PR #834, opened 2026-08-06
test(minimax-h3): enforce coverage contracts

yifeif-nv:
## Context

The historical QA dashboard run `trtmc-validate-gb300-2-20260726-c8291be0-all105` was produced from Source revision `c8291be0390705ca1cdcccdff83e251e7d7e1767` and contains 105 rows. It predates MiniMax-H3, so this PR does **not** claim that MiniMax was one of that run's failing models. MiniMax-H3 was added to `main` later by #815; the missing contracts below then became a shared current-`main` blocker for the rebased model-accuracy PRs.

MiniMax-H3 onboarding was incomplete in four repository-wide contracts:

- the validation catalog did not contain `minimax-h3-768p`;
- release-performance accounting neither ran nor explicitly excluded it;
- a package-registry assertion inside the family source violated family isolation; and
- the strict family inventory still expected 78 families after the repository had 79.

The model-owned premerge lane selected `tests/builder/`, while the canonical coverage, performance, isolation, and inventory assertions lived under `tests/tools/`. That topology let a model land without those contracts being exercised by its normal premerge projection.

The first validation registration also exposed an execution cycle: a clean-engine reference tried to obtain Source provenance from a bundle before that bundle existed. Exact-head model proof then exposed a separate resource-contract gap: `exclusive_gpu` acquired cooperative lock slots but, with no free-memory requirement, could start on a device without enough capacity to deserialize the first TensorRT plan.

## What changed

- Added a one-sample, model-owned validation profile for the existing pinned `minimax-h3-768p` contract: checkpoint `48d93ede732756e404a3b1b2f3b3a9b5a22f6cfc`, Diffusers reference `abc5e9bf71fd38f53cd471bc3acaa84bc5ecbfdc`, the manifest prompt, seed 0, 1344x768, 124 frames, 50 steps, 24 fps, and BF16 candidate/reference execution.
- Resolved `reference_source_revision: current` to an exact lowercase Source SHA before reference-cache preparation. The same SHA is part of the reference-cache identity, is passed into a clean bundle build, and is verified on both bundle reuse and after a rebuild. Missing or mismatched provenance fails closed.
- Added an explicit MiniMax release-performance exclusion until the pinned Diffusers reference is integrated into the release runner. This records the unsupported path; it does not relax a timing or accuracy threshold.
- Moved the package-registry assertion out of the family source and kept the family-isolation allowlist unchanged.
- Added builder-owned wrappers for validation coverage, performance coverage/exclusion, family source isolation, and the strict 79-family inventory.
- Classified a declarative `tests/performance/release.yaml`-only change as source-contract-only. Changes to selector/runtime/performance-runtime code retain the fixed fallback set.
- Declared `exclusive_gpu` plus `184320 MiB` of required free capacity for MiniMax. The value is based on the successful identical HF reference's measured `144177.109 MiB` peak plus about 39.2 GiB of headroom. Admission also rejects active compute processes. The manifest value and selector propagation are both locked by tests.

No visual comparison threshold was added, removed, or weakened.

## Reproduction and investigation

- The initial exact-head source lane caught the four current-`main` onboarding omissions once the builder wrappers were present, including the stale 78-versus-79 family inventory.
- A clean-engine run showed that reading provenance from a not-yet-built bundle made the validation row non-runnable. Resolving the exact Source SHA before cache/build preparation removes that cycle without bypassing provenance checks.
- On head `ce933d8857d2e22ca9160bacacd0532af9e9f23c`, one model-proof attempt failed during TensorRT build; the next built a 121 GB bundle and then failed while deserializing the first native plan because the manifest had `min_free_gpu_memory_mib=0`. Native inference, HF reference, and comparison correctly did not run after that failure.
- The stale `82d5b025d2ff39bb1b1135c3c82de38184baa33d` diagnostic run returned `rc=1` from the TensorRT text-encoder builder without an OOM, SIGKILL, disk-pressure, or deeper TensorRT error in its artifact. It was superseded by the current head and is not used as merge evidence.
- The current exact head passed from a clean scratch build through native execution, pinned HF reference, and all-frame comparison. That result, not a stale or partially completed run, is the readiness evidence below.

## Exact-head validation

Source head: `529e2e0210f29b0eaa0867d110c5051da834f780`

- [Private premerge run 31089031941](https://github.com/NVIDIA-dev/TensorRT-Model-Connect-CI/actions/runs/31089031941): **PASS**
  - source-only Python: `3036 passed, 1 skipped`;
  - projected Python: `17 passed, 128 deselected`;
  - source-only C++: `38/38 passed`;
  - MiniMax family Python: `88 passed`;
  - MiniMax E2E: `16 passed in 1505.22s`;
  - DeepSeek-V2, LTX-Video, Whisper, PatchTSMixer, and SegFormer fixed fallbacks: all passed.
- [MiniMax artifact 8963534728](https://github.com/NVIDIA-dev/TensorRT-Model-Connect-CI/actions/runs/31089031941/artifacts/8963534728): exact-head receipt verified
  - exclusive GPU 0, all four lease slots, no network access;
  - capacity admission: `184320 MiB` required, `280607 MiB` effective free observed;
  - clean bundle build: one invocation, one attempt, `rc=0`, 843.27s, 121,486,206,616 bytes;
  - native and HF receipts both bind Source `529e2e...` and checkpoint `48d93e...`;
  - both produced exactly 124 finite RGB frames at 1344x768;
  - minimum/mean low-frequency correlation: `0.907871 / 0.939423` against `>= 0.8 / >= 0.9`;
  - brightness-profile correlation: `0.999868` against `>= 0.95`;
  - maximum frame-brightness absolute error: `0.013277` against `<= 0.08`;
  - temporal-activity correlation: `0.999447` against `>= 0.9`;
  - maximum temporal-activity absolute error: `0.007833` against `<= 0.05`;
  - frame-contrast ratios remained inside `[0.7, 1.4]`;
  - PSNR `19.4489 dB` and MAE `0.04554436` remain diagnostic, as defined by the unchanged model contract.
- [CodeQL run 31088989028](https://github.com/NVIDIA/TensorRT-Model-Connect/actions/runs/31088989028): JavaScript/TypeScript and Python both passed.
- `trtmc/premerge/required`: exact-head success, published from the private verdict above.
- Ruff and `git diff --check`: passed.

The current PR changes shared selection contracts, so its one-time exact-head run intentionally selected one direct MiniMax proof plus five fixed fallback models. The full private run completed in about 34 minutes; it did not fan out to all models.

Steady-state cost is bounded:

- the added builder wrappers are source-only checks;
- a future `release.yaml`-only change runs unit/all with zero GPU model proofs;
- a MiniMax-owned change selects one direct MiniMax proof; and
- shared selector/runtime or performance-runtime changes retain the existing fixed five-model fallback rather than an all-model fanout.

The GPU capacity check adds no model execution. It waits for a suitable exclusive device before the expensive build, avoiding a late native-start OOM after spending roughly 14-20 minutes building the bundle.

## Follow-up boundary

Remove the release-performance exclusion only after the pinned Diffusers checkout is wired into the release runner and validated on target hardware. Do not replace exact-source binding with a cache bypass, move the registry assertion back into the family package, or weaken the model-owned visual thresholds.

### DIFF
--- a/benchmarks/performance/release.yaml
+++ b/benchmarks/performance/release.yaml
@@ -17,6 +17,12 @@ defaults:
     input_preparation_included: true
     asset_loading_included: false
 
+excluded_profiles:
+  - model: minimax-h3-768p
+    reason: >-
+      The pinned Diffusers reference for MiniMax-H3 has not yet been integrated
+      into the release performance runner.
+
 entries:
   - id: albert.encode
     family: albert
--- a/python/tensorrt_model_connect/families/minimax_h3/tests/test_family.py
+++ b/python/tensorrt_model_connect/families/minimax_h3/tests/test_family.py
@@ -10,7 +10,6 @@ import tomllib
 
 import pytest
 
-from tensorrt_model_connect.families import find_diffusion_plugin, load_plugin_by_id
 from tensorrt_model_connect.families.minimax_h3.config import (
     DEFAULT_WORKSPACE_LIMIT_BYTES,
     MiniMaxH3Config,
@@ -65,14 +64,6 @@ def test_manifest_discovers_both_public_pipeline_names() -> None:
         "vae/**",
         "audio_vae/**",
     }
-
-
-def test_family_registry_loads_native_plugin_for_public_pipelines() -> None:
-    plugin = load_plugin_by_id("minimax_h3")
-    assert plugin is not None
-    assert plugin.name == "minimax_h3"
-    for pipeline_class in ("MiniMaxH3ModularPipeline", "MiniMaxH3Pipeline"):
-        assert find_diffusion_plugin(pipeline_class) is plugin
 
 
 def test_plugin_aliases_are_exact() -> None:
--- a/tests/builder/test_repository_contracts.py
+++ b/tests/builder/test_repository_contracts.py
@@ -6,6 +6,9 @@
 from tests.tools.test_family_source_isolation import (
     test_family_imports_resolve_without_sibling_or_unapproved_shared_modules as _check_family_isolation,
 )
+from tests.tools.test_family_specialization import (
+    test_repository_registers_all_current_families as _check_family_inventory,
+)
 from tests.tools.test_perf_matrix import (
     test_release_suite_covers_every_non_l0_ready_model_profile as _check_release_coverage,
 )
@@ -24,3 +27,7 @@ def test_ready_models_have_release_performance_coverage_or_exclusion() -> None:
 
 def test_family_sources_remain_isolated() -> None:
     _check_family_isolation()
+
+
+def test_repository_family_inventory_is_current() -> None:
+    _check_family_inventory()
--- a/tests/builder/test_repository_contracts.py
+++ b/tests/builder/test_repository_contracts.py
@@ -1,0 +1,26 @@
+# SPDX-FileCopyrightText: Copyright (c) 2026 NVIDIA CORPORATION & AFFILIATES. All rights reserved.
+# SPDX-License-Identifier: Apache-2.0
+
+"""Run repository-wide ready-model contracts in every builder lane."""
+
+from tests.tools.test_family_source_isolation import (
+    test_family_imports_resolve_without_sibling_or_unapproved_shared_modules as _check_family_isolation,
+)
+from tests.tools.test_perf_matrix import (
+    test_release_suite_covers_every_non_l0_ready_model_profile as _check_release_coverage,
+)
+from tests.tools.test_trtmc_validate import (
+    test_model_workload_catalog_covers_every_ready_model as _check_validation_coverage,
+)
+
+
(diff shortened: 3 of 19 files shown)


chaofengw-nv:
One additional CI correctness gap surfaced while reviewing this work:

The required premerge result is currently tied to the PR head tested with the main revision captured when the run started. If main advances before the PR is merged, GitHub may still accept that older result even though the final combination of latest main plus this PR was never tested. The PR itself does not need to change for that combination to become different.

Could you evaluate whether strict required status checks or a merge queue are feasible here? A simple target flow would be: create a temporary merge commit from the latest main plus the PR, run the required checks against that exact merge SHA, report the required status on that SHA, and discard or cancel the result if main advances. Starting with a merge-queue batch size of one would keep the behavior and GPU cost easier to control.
+++++
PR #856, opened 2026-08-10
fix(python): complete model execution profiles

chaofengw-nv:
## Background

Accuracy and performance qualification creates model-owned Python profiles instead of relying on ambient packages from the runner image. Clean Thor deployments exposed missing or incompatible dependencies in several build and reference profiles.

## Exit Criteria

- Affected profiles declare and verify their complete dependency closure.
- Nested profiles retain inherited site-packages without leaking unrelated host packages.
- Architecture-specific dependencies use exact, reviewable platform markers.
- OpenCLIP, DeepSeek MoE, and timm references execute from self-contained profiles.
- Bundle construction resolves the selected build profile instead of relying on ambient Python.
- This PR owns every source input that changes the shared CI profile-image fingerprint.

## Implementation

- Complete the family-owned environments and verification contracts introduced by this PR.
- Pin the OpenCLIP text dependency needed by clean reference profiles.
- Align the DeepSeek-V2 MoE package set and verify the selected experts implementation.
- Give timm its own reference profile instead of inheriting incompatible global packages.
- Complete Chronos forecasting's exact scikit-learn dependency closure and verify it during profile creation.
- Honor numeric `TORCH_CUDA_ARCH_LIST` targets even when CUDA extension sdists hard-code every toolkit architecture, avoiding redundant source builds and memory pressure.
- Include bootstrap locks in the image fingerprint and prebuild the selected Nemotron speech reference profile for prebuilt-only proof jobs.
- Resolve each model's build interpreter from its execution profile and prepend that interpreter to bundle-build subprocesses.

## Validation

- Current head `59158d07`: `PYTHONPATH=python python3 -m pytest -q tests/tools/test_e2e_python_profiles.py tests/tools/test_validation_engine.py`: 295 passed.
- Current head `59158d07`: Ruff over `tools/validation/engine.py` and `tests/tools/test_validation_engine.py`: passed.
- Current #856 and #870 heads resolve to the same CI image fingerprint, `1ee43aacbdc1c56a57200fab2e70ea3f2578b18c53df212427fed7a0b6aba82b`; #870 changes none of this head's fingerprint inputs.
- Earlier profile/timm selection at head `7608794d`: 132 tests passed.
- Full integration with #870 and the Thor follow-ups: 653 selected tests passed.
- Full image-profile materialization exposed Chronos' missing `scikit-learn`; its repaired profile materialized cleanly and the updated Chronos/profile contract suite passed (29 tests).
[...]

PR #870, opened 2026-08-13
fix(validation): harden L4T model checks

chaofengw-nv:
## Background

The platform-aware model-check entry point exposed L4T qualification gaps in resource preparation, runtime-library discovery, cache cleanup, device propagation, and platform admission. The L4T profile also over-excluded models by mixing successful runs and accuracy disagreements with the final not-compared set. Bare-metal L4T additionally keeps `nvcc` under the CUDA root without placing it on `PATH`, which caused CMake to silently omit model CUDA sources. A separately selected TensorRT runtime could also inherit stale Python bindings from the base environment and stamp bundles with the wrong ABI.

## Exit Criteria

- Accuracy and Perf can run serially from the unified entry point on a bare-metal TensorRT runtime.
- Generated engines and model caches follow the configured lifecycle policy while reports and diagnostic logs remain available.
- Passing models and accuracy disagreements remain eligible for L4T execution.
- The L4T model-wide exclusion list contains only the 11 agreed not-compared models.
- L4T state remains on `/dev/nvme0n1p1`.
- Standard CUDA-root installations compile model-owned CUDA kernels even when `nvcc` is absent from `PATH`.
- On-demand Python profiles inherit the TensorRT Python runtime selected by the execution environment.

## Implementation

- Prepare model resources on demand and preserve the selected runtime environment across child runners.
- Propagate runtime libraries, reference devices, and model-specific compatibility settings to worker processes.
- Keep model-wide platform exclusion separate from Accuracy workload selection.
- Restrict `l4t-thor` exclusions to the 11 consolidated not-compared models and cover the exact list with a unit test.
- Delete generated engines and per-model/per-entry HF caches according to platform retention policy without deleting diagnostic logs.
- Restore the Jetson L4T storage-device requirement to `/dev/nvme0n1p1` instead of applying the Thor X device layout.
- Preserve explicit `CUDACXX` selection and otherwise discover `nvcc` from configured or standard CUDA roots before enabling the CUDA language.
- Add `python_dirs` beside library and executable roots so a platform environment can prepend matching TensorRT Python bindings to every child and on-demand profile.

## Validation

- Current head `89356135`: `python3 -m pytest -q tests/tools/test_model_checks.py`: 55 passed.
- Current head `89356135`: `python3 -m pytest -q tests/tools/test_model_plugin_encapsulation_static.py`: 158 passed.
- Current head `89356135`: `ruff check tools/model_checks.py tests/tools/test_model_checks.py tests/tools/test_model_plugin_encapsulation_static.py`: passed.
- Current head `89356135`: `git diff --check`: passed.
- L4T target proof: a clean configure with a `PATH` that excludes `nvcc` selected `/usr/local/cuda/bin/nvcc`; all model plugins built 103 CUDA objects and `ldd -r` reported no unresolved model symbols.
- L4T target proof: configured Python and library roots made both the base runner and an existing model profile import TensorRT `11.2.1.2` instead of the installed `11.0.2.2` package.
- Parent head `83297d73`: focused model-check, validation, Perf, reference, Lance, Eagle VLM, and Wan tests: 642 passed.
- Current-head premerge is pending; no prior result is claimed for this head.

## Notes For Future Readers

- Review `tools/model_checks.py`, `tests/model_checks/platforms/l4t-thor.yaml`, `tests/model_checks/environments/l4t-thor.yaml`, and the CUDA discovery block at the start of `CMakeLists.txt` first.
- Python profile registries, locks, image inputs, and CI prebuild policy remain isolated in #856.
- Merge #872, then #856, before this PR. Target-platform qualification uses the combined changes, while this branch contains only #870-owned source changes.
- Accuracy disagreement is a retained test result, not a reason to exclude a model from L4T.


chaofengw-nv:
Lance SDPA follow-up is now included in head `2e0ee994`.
+++++
Exercise goal
Look above for the line with "- frame-contrast ratios"; retype exactly that line, every line after it up to the line with "- a MiniMax-owned", and that line too, nothing else.

Response box
  - frame-contrast ratios remained inside `[0.7, 1.4]`;
  - PSNR `19.4489 dB` and MAE `0.04554436` remain diagnostic, as defined by the unchanged model contract.
- [CodeQL run 31088989028](https://github.com/NVIDIA/TensorRT-Model-Connect/actions/runs/31088989028): JavaScript/TypeScript and Python both passed.
- `trtmc/premerge/required`: exact-head success, published from the private verdict above.
- Ruff and `git diff --check`: passed.

The current PR changes shared selection contracts, so its one-time exact-head run intentionally selected one direct MiniMax proof plus five fixed fallback models. The full private run completed in about 34 minutes; it did not fan out to all models.

Steady-state cost is bounded:

- the added builder wrappers are source-only checks;
- a future `release.yaml`-only change runs unit/all with zero GPU model proofs;
- a MiniMax-owned change selects one direct MiniMax proof; and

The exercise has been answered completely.